From: "Yahya" <yahya@...>
Date: 2009-04-01 17:12:22 #
Subject: Re: A bialphabetic experiment

Toggle Shavian
--- In shawalphabet@yahoogroups.com, "Thomas Thurman" <tthurman@...> wrote:
>
> I have created a wiki at http://shavian.marnanel.org/ .
>
> It uses the same software as Wikipedia, but with one custom extension. Pages whose name begins "Document:" are automatically transliterated on the fly into the Shavian alphabet, by looking up the words in the wiki itself. Examples:
>
> http://shavian.marnanel.org/index.php/Document:When_I_was_one_and_twenty
>
> http://shavian.marnanel.org/index.php/Document:Androcles_and_the_Lion/Act_I
>
> Red words which aren't in the lexicon can be added, and blue words which are can be altered, simply by clicking on them. Editing the page will reveal that it's still in the Latin alphabet underneath.
>
> I would be happy and honoured if a few people could come and build this up with me. Every word added to any document is automatically transliterated in every other, so the more public domain documents we copy from Wikisource and elsewhere the more the lexicon will learn and the larger a library we will have.
>
> I'm not publicising this other than here yet, since it's very experimental. I'm looking forward to seeing how far it can go.
>
> Thomas

Wonderful stuff, Marnanel! Wishing you success in this venture,
Yahya

From: dshep <dshepx@...>
Date: 2009-04-01 19:47:43 #
Subject: re: A bialphabetic experiment

Toggle Shavian
Very impressive, Thomas

Would it be possible to make the Shaw text larger?

in awe,
dshep

From: Philip Newton <philip.newton@...>
Date: 2009-04-01 20:14:50 #
Subject: Re: [shawalphabet] A bialphabetic experiment

Toggle Shavian
2009/4/1 Thomas Thurman <tthurman@...>:
> I have created a wiki at http://shavian.marnanel.org/ .
>
> It uses the same software as Wikipedia, but with one custom extension.  Pages whose name begins "Document:" are automatically transliterated on the fly into the Shavian alphabet, by looking up the words in the wiki itself.

Awesome idea. Thank you.

Cheers,
--
Philip Newton <philip.newton@...>

From: "ed_shapard" <ed_shapard@...>
Date: 2009-04-01 22:44:16 #
Subject: Re: A bialphabetic experiment

Toggle Shavian
I've had some success with this using the css font-size-adjust tag.

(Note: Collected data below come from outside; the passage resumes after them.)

PR #622, opened 2021-11-04
Make all txs encrypted, add in ABCI++, support commit and reveal scheme for txs in a block

### LINKED ISSUE #392: Support encrypted transactions

batconjurer:
This is not a feature complete PR for either ABCI++ or our TPKE protocol. This work closes #392, #630.

These feature is gated to support backwards compatibility with the current master branch.


batconjurer:
pls update wasm

apps/Cargo.toml
```diff
@@ -44,9 +44,25 @@ dev = ["anoma/dev"]
 std = ["ed25519-dalek/std", "rand/std", "rand_core/std"]
 # for integration tests and test utilies
 testing = ["dev"]
+ABCI = [
```
tzemanovic, line 47: I think we should add this one to default features for now

batconjurer: I tried that but ran into a lot of trouble when trying to enable the ABCI++ feature. Both would get turned on

batconjurer:
In order to run shell unit tests in parallel, we should use tmp directories so that arenot have multiple threads competing for the rocksdb file lock.

tzemanovic:
pls update ci

apps/src/lib/client/tendermint_websocket_client.rs
```diff
@@ -207,7 +232,7 @@ impl TendermintWebsocketClient {
                 subscribed: None,
                 received_responses: Arc::new(Mutex::new(HashMap::new())),
                 connection_timeout: connection_timeout
-                    .unwrap_or_else(|| Duration::new(300, 0)),
+                    .unwrap_or_else(|| Duration::new(30, 0)),
```
tzemanovic, line 235:
```suggestion
                    .unwrap_or_else(|| Duration::new(300, 0)),
```

apps/src/lib/client/utils.rs
```diff
@@ -406,8 +416,18 @@ pub fn init_network(
             // directories.
             config.ledger.shell.base_dir = config::DEFAULT_BASE_DIR.into();
             // Add a ledger P2P persistent peers
-            config.ledger.tendermint.p2p_persistent_peers =
-                persistent_peers.clone();
+            // TODO: Reviewers! Is there a reason I shouldn't do this?
```
tzemanovic, line 419:
```suggestion
```
:(

apps/src/lib/client/utils.rs
```diff
@@ -406,8 +416,18 @@ pub fn init_network(
...
+            config.ledger.tendermint.p2p_persistent_peers = persistent_peers
+                    .iter()
+                    .enumerate()
+                    .filter_map(|(index, peer)|
+                        // we do not the validator in its own persistent peer list
```
tzemanovic, line 424:
```suggestion
                        // we do not add the validator in its own persistent peer list
```

apps/src/lib/client/utils.rs
tzemanovic: yeah, it's strange, not sure what's changed

apps/src/lib/node/ledger/protocol/mod.rs
```diff
@@ -83,20 +82,26 @@ impl Default for VpsResult {
...
-        .add_base_transaction_fee(tx_bytes.len())
+        .add_base_transaction_fee(tx_length)
         .map_err(Error::GasError)?;
-
-    let tx = Tx::try_from(tx_bytes).map_err(Error::TxDecodingError)?;
-
-    match process_tx(tx).unwrap() {
-        TxType::Raw(tx) => {
+    match tx {
+        TxType::Raw(_) => unreachable!(),
```
tzemanovic, line 103: let's add an error for this

apps/src/lib/node/ledger/shell/process_proposal.rs
```diff
@@ -0,0 +1,588 @@
...
+    pub fn process_and_decode_proposal(
+        &mut self,
+        req: shim::request::ProcessProposal,
+    ) -> shim::response::ProcessProposal {
+        // check the wrapper tx
+        match process_tx(
+            Tx::try_from(req.tx.as_ref())
+                .expect("Deserializing tx should not fail"),
+        ) {
+            Ok(TxType::Wrapper(_)) => {}
```
tzemanovic, line 137: the data in tx types should always be borsh serialized TxType enum

apps/src/lib/node/ledger/shell/mod.rs
```diff
@@ -0,0 +1,545 @@
...
+    /// modifications for testing purposes
+    pub(super) struct TestShell {
+        pub shell: Shell,
+    }
+
+    impl TestShell {
+        /// Create a new shell
+        pub fn new() -> Self {
+            Self {
+                shell: Shell::new(
```
tzemanovic, line 464: let's paramaterize the Shell over the storage and use MockDB for this

apps/src/lib/node/ledger/shell/finalize_block.rs
```diff
@@ -0,0 +1,898 @@
...
+    ///   2: Invalid order of decrypted txs
+    ///   3. More decrypted txs than expected
+    ///   4. Runtime error in WASM
+    pub fn finalize_block(
+        &mut self,
+        req: shim::request::FinalizeBlock,
+    ) -> Result<shim::response::FinalizeBlock> {
+        let mut response = shim::response::FinalizeBlock::default();
+        // begin the next block and check if a new epoch began
+        let (height, new_epoch) = if cfg!(test) {
```
tzemanovic, line 47: this condition could be surprising!

apps/src/lib/node/ledger/shell/mod.rs
```diff
@@ -0,0 +1,545 @@
...
+            base_dir,
+            wasm_dir,
+            next_wrapper: 0,
+        }
+    }
+
+    /// Iterate lazily over the wrapper txs in order
+    #[cfg(not(feature = "ABCI"))]
+    fn next_wrapper(&mut self) -> Option<&WrapperTx> {
+        if self.next_wrapper == self.storage.wrapper_txs.len() {
```
tzemanovic, line 151:
```suggestion
        if self.next_wrapper >= self.storage.wrapper_txs.len() {
```

apps/Cargo.toml
tzemanovic: Unfortunately, this doesn't work nicely with cargo workspace :(

apps/src/lib/node/ledger/tendermint_node.rs
```diff
@@ -35,10 +41,34 @@ pub enum Error {
...
+                    &path
+                );
+                Ok(path)
+            }
+            Err(msg) => Err(Error::TendermintPath(msg)),
+        }
+    } else {
+        Ok(String::from("tendermint"))
+    }
+}
```
tzemanovic, line 70:
```suggestion
/// Returns an error if the env var is defined but not a valid Unicode.
fn from_env_or_default() -> Result<String> {
    match std::env::var("TENDERMINT") {
        Ok(path) => {
            tracing::info!("Using tendermint path from env variable: {}", path);
            Ok(path)
        }
        Err(std::env::VarError::NotPresent) => Ok(String::from("tendermint")),
        Err(std::env::VarError::NotUnicode(msg)) => {
            Err(Error::TendermintPath(msg))
        }
    }
}
```

Makefile
```diff
@@ -60,12 +63,20 @@ check:
 	make -C $(wasms) check && \
```
tzemanovic, line 63: on line 62 (I cannot comment on it), we should also add `--features ABCI` to the `cargo check`

apps/src/lib/node/ledger/tendermint_node.rs
```diff
@@ -91,16 +123,31 @@ pub fn run(
...
-            "--home",
-            &home_dir_string,
-        ])
-        .spawn()
-        .map_err(Error::StartUp)?;
+    let tendermint_node = if !cfg!(feature = "ABCI") {
+        Command::new(&tendermint_path)
+            .args(&[
+                "start",
+                "--mode",
```
tzemanovic, line 130: Same here

tzemanovic: nvm, this is already guarded

apps/src/lib/node/ledger/tendermint_node.rs
```diff
@@ -249,7 +297,7 @@ fn update_tendermint_config(
 
     // In "dev", only produce blocks when there are txs or when the AppHash
     // changes
-    config.consensus.create_empty_blocks = !cfg!(feature = "dev");
+    config.consensus.create_empty_blocks = true; // !cfg!(feature = "dev");
```
tzemanovic, line 300: maybe we should remove the explicit update, so we can change this in tendermint config, or even better add this to our ledger config so we can change it without re-compiling

shared/src/ledger/storage/mod.rs
```diff
@@ -27,6 +33,11 @@ use crate::types::storage::{
     BlockHash, BlockHeight, DbKeySeg, Epoch, Epochs, Key, BLOCK_HASH_LENGTH,
 };
 use crate::types::time::DateTimeUtc;
+#[cfg(feature = "ferveo-tpke")]
+use crate::types::transaction::WrapperTx;
+// TODO: What a miserable hack. But it's soooo much less typing
+#[cfg(not(feature = "ferveo-tpke"))]
+type WrapperTx = ();
```
tzemanovic, line 40: could we not use the conditional compilation on the `pub wrapper_txs` fields instead?

shared/src/vm/wasm/run.rs
```diff
@@ -136,9 +135,16 @@ where
...
             error,
         })?;
-    apply_tx
+    match apply_tx
         .call(tx_data_ptr, tx_data_len)
-        .map_err(Error::RuntimeError)?;
+        .map_err(Error::RuntimeError)
+    {
+        Err(Error::RuntimeError(err)) => {
+            tracing::info!("{:?}", err.trace());
```
tzemanovic, line 143:
```suggestion
            tracing::debug!("Tx WASM failed with {}", err);
```

tests/src/e2e/gossip_tests.rs
```diff
@@ -154,7 +154,7 @@ fn match_intents() -> Result<()> {
             "--topic",
             "asset_v1",
             "--signing-key",
-            BERTHA_KEY,
+            ALBERT_KEY,
```
tzemanovic, line 157: weird, this shouldn't work

tests/src/e2e/setup.rs
```diff
@@ -440,10 +459,21 @@ where
...
-    let cmd = CargoBuild::new()
-        .package(APPS_PACKAGE)
-        .manifest_path(manifest_path)
-        .bin(bin_name);
+    let cmd = if !cfg!(feature = "ABCI") {
+        CargoBuild::new()
+            .package(APPS_PACKAGE)
+            .manifest_path(manifest_path)
+            .no_default_features()
+            .features("std ABCI-plus-plus")
```
tzemanovic, line 467:
```suggestion
            .features("ABCI-plus-plus")
```

tests/src/e2e/setup.rs
```diff
@@ -440,10 +459,21 @@ where
...
+            .bin(bin_name)
+    } else {
+        CargoBuild::new()
+            .package(APPS_PACKAGE)
+            .manifest_path(manifest_path)
+            .no_default_features()
+            .features("std ABCI")
```
tzemanovic, line 474:
```suggestion
            .features("ABCI")
```

apps/src/lib/node/ledger/shims/abcipp_shim.rs
```diff
@@ -56,46 +62,64 @@ impl Service<Req> for AbcippShim {
...
+                        deliver_tx.tx.clone().into(),
+                        #[cfg(feature = "ABCI")]
+                        deliver_tx.tx.into(),
+                    ))
                     .map_err(Error::from)
                     .and_then(|res| match res {
-                        Response::PrepareProposal(resp) => {
-                            Ok(Resp::BeginBlock(resp.into()))
+                        Response::ProcessProposal(resp) => {
+                            tracing::info!("{:?}", resp);
```
tzemanovic, line 86: Let's remove this, the tx bytes is spammy and we print the tx result elsewhere
```suggestion
```

tests/src/e2e/ledger_tests.rs
```diff
@@ -247,48 +293,59 @@ fn invalid_transactions() -> Result<()> {
...
     ledger.exp_string("Anoma ledger node started")?;
-    ledger.exp_string("Started node")?;
+    if !cfg!(feature = "ABCI") {
+        ledger.exp_string("started node")?;
+    } else {
+        ledger.exp_string("Started node")?;
+    }
     // Wait to commit a block
-    ledger.exp_regex(r"Committed block hash.*, height: [0-9]+")?;
+    // ledger.exp_regex(r"Committed block hash.*, height: [0-9]+")?;
```
tzemanovic, line 305: Does this still work?
```suggestion
    ledger.exp_regex(r"Committed block hash.*, height: [0-9]+")?;
```

batconjurer:
pls update wasm

shared/src/ledger/storage/mod.rs
batconjurer: As per our previous conversation, I think I am not going to persist the wrappers in the storage at all. Instead, they will be flushed to a separate file on ledger shutdown/crash. This will remove that line

tzemanovic:
pls update ci

tzemanovic:
pls update ci

tzemanovic:
pls update wasm

apps/src/lib/node/ledger/shell/finalize_block.rs
```diff
@@ -0,0 +1,940 @@
...
+        for tx in &req.txs {
+            if ErrorCodes::from_u32(tx.result.code).unwrap()
+                == ErrorCodes::InvalidSig
+            {
+                let wrapper =
+                    WrapperTx::try_from(&Tx::try_from(tx.tx.as_ref()).unwrap())
+                        .unwrap();
+                let mut tx_result =
+                    Event::new_tx_event(&TxType::Wrapper(wrapper), height.0);
+                tx_result["code"] = "2".into();
```
tzemanovic, line 64:
```suggestion
                tx_result["code"] = tx.result.code.to_string();
```

tzemanovic (approved):
LGTM!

http://www.w3schools.com/CSS/pr_font_font-size-adjust.asp

--- In shawalphabet@yahoogroups.com, dshep <dshepx@...> wrote:
>
> Very impressive, Thomas
>
> Would it be possible to make the Shaw text larger?
>
> in awe,
> dshep
>

From: "Thomas Thurman" <tthurman@...>
Date: 2009-04-01 23:00:21 #
Subject: Re: A bialphabetic experiment

Toggle Shavian
--- In shawalphabet@yahoogroups.com, dshep <dshepx@...> wrote:
>
> Very impressive, Thomas

Thank you!

> Would it be possible to make the Shaw text larger?

Do you want the Shaw text larger and not the Latin text, or is it just as good to make all the text larger together?

T

From: "ed_shapard" <ed_shapard@...>
Date: 2009-04-01 23:13:42 #
Subject: Re: State of play with vowels and CMUDict

Toggle Shavian
Awesome work. You rock!

oh, but strangely, "array" gets transliterated with 'ERR' instead of 'Array'... I checked my version of CMU dict and it lists array as: ER0 EY1 = "hurt"(no stress) + "ate"(primary stress)

that should transliterate to Array + Age. 𐑩𐑱

I got the same results with "manner"

--- In shawalphabet@yahoogroups.com, "Thomas Thurman" <tthurman@...> wrote:
>
> I have changed my transliterator to differentiate Up and Ado:
>
> http://marnanel.org/shavian/transliterate?l=up+ado
>
> This also works for Err and Array:
>
> http://marnanel.org/shavian/transliterate?l=the+array+errs
>
> This change has not worked through to the public version of the Perl module yet, but that's coming soon.
>
> I have not yet added homonym support. This is on the cards.
>
> The vowel mapping is now:
>
> IH = if
> EH = egg
> AE = ash
> AH = ado (in syllables without primary stress)
> AO = on
> UH = wool
> AW = out
> AA = ah
> IY = eat
> EY = age
> AY = ice
> AH = up (in syllables with primary stress)
> OW = oak
> UY = ooze
> OY = oil
> Nothing = awe
>
> Up and Awe are not differentiated by CMUDict because of the father/bother merger:
>
> http://marnanel.org/shavian/transliterate?l=Ah+I+am+in+awe
>
> Currently I make them both Ah. A solution to this is suggested in my next post.
>
> Thomas
>

From: "ed_shapard" <ed_shapard@...>
Date: 2009-04-02 01:09:01 #
Subject: Re: State of play with vowels and CMUDict

Toggle Shavian
Thomas,

I went through your vowel mappings for CMU dict, and there are some that differ from what I came up with. Namely; AO, AA, and UW.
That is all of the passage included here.